Exercise:
Copy all of the records word for word.

Provided records:

= = = = =

Issue #1257, opened 2016-11-10
Autocomplete inputStyle/inputStyleClass doesn't work for multiple mode


stalky14:
When passing in the class required for the 'inputStyleClass' attribute in autocomplete element, the class does not get applied. 
Inspector shows that the class is applied to the "class" of the input but the "ng-reflect-ng-class" returns [object Object].

I would have expected "ng-reflect-class-name" to then refer to the class.

jock-dalby:
I found on version 2.0.5 using autocomplete, inputStyleClass works fine for non-multiple inputs but not for multiples. I upgraded and tried on version 4 but still not working. Instead it just attaches the given class name to 'inputstyleclas's and' ng-reflect-input-style-class' attributes on the p-autocomplete element. Is this the intended behaviour? Is there a different approach for targeting the input element while allowing multiple selections?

= = = = =

Result:
Issue #1257, opened 2016-11-10
Autocomplete inputStyle/inputStyleClass doesn't work for multiple mode


stalky14:
When passing in the class required for the 'inputStyleClass' attribute in autocomplete element, the class does not get applied. 
Inspector shows that the class is applied to the "class" of the input but the "ng-reflect-ng-class" returns [object Object].

I would have expected "ng-reflect-class-name" to then refer to the class.

jock-dalby:
I found on version 2.0.5 using autocomplete, inputStyleClass works fine for non-multiple inputs but not for multiples. I upgraded and tried on version 4 but still not working. Instead it just attaches the given class name to 'inputstyleclas's and' ng-reflect-input-style-class' attributes on the p-autocomplete element. Is this the intended behaviour? Is there a different approach for targeting the input element while allowing multiple selections?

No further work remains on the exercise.